Task objective: In the entries below, find every line with "opened" and copy it.

== Segment start ==

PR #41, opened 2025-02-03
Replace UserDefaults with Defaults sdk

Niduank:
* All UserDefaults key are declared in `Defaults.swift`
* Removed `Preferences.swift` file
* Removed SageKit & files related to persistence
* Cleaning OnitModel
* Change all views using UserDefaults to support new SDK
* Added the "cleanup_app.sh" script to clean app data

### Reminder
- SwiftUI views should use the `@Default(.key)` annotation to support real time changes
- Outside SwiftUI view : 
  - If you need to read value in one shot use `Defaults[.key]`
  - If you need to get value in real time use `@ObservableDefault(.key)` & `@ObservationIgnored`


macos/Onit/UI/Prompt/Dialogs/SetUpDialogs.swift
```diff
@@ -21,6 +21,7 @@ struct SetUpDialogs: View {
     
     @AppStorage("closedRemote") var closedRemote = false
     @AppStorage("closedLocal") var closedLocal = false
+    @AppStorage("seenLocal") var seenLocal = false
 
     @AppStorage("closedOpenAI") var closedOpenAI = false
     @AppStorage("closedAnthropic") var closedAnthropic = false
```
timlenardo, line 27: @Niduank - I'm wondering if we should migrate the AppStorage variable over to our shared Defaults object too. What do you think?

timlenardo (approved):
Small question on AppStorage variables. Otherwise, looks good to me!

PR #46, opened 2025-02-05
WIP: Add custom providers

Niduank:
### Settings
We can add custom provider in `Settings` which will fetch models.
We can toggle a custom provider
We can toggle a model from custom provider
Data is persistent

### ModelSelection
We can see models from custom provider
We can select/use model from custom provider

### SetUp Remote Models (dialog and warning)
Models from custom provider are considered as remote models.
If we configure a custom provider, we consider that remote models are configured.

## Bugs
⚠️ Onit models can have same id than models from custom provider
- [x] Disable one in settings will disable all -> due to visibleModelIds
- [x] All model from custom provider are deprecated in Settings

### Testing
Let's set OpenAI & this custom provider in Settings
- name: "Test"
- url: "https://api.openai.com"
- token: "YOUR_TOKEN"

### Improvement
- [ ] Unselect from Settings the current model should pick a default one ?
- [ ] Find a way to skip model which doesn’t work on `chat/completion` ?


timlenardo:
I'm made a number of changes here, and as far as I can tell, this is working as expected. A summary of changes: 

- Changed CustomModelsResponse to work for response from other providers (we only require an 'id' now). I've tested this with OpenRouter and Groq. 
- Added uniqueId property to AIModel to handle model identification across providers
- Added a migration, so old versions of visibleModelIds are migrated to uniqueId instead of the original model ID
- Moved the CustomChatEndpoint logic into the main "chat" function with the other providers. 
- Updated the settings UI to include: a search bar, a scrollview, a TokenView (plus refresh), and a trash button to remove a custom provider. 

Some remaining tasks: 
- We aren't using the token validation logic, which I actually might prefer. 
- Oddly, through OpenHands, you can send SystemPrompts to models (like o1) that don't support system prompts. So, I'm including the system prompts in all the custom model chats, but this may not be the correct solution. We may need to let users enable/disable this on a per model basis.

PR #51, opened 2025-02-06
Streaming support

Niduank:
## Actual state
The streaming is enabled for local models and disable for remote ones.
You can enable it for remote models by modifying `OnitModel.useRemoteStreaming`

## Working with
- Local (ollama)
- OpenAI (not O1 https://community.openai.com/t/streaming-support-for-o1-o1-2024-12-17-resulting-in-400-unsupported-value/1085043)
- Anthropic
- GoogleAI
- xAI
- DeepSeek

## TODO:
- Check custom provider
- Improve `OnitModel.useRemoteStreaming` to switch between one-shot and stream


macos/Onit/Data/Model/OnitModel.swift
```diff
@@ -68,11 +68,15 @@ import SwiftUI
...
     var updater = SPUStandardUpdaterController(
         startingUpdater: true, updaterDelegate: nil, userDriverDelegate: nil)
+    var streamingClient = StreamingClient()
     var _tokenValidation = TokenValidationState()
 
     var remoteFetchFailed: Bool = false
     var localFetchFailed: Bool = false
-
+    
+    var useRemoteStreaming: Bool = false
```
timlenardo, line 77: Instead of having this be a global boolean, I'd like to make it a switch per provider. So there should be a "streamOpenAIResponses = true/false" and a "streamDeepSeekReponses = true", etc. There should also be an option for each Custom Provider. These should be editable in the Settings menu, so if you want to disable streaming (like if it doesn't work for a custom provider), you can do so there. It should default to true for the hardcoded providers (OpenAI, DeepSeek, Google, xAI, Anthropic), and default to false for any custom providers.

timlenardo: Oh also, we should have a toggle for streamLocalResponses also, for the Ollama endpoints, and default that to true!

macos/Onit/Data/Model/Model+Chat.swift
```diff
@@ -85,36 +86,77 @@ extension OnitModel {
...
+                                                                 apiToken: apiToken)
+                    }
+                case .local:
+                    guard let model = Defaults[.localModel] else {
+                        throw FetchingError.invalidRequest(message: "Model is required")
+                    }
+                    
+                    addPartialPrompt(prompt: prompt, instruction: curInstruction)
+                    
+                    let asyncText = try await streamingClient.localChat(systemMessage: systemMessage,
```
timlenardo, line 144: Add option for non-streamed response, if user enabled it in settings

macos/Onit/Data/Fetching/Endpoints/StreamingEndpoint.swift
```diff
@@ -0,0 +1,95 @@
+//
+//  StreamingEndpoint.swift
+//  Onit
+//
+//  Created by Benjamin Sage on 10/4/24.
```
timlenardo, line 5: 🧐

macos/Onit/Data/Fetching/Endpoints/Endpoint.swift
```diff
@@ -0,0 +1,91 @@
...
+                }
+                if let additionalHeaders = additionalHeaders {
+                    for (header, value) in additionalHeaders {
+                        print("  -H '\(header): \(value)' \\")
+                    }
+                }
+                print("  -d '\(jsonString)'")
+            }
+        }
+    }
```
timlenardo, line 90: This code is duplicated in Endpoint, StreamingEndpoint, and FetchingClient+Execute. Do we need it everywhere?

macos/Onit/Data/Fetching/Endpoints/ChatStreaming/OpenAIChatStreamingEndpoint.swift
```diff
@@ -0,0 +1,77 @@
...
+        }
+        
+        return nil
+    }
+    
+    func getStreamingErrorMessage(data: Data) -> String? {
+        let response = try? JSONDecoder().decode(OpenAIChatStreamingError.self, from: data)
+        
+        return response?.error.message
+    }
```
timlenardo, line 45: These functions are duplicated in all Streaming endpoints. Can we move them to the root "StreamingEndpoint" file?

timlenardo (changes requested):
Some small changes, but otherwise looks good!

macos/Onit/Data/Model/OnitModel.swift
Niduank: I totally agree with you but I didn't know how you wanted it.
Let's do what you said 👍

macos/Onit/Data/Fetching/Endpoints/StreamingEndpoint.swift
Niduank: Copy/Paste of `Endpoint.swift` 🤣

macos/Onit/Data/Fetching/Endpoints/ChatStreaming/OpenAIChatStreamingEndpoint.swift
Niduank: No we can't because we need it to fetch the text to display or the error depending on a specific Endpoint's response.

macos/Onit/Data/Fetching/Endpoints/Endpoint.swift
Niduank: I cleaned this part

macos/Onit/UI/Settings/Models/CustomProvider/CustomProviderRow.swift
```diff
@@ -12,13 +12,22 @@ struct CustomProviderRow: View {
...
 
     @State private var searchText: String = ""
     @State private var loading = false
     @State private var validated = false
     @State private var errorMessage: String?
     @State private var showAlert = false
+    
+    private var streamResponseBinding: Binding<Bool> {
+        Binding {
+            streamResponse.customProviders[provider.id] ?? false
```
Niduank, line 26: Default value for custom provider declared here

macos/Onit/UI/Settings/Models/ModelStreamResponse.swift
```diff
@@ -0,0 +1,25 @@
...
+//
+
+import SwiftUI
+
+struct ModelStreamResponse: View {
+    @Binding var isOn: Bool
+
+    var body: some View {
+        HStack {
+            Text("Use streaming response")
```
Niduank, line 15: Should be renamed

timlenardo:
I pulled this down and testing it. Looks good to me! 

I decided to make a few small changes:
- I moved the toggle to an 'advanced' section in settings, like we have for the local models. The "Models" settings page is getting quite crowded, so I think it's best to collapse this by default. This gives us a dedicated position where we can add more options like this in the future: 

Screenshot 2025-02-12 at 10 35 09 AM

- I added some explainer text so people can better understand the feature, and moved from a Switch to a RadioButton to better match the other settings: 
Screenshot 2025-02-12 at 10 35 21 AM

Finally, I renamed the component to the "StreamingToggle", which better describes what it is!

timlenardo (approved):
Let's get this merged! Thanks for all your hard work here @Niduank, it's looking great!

== Segment end ==
== Segment start ==

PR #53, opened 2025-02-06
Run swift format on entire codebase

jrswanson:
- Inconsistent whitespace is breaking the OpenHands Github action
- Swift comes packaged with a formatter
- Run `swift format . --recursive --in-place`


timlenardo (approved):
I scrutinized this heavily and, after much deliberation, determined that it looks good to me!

== Segment end ==

Answer to this exercise:
PR #41, opened 2025-02-03
PR #46, opened 2025-02-05
PR #51, opened 2025-02-06
PR #53, opened 2025-02-06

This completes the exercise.